[WHAT YOU SHOULD DO] Go line by line through the data and copy those with the word "doesn".

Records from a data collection
PR #450, opened 2026-06-29
Special-case upcasting to Listed

tjpalmer:
- Implied upcasting to List was handled else, but now handle explicit also
- Reorganize casting code a bit
- Also fix an unrelated transitive dependency issue
- Nothing here for Mapped, so that might be needed in the future also

### DIFF
--- a/be-rust/src/commonMain/kotlin/lang/temper/be/rust/RustBackend.kt
+++ b/be-rust/src/commonMain/kotlin/lang/temper/be/rust/RustBackend.kt
@@ -152,10 +152,11 @@ class RustBackend(setup: BackendSetup<RustBackend>) : Backend<RustBackend>(Facto
                     append("regex = { version = \"=1.12.2\", optional = true }\n")
                     append("time = { version = \"=0.3.41\", optional = true }\n")
                     append("ureq = { version = \"=3.1.2\", optional = true }\n")
+                    append("zeroize = { version = \"=1.8.2\", optional = true }\n")
                     // Below aren't dependencies section anymore, but eh.
                     append("\n")
                     append("[features]\n")
-                    append("net = [\"ureq\"]\n")
+                    append("net = [\"ureq\", \"zeroize\"]\n")
                     // Implied: append("regex = [\"regex\"]\n")
                     append("temporal = [\"time\"]\n")
                 }
--- a/be-rust/src/commonMain/kotlin/lang/temper/be/rust/RustTranslator.kt
+++ b/be-rust/src/commonMain/kotlin/lang/temper/be/rust/RustTranslator.kt
@@ -1036,27 +1036,29 @@ class RustTranslator(
         pos: Position,
         found: Description,
         wanted: Description,
-    ): Rust.Path = when {
-        found.definition() == WellKnownTypes.noStringIndexTypeDefinition &&
-            wanted.definition() == WellKnownTypes.stringIndexOptionTypeDefinition
-        -> "temper_core".toKeyId(pos).extendWith(listOf("string", "cast_none_as_index_option"))
-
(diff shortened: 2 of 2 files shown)


be-rust/src/commonMain/kotlin/lang/temper/be/rust/RustBackend.kt
```diff
@@ -152,10 +152,11 @@ class RustBackend(setup: BackendSetup<RustBackend>) : Backend<RustBackend>(Facto
                     append("regex = { version = \"=1.12.2\", optional = true }\n")
                     append("time = { version = \"=0.3.41\", optional = true }\n")
                     append("ureq = { version = \"=3.1.2\", optional = true }\n")
+                    append("zeroize = { version = \"=1.8.2\", optional = true }\n")
                     // Below aren't dependencies section anymore, but eh.
                     append("\n")
                     append("[features]\n")
-                    append("net = [\"ureq\"]\n")
+                    append("net = [\"ureq\", \"zeroize\"]\n")
```
tjpalmer, line 159: Transitive dependency upgrade issue, so peg the version to a compatible one. This is also fixed in #441 and #449, but those aren't merged yet.

be-rust/src/commonMain/kotlin/lang/temper/be/rust/RustTranslator.kt
```diff
@@ -1036,27 +1036,29 @@ class RustTranslator(
...
-
-        found.definition() == WellKnownTypes.stringIndexOptionTypeDefinition &&
-            wanted.definition() == WellKnownTypes.noStringIndexTypeDefinition
-        -> "temper_core".toKeyId(pos).extendWith(listOf("string", "cast_as_no_index"))
-
-        else -> {
-            val typeSegment = Rust.GenericArgs(pos, listOf(translateType(wanted.type!!, pos)))
-            // TODO Some way to make fewer intermediate lists?
-            "temper_core".toKeyId(pos).extendWith("cast").extendWith(listOf(typeSegment))
+    ): Rust.Path = when (found.definition()) {
```
tjpalmer, line 1039: Gave a `when` subject because ij wanted me to. I reorganized further while at it.

be-rust/src/commonMain/kotlin/lang/temper/be/rust/RustTranslator.kt
```diff
@@ -1036,27 +1036,29 @@ class RustTranslator(
...
+        WellKnownTypes.listTypeDefinition, WellKnownTypes.listBuilderTypeDefinition -> when (wanted.definition()) {
+            WellKnownTypes.listedTypeDefinition -> TO_LISTED_TO_LISTED_NAME.toId(pos)
+            else -> null
         }
```
tjpalmer, line 1043: This case on Listed is what's actually new here. The `AsAnyValue`-based casting doesn't work for specialized Listed and its subtypes.

be-rust/src/commonMain/kotlin/lang/temper/be/rust/RustTranslator.kt
```diff
@@ -1825,6 +1827,12 @@ class RustTranslator(
             }
         }.let { result ->
             when {
+                // Upcasting to listed doesn't need checked at all for any valid casts.
+                // Any invalid casts are reported as errors by frontend validation.
+                // But we still need to wrapOk because outer layers with less context still
+                // see the claimed tmpl type as being bubbly.
+                wanted.definition() == WellKnownTypes.listedTypeDefinition -> result.wrapOk()
+                // For others, trust standard type expectations.
```
tjpalmer, line 1835: Slight additional tweak. We get from frontend and tmpl that these casts could throw, so we need accommodate some. The helper `to_listed` method knows that it succeeds every time so isn't typed for potential errors.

[WRITTEN REPLY]
tjpalmer, line 1043: This case on Listed is what's actually new here. The `AsAnyValue`-based casting doesn't work for specialized Listed and its subtypes.
+                // Upcasting to listed doesn't need checked at all for any valid casts.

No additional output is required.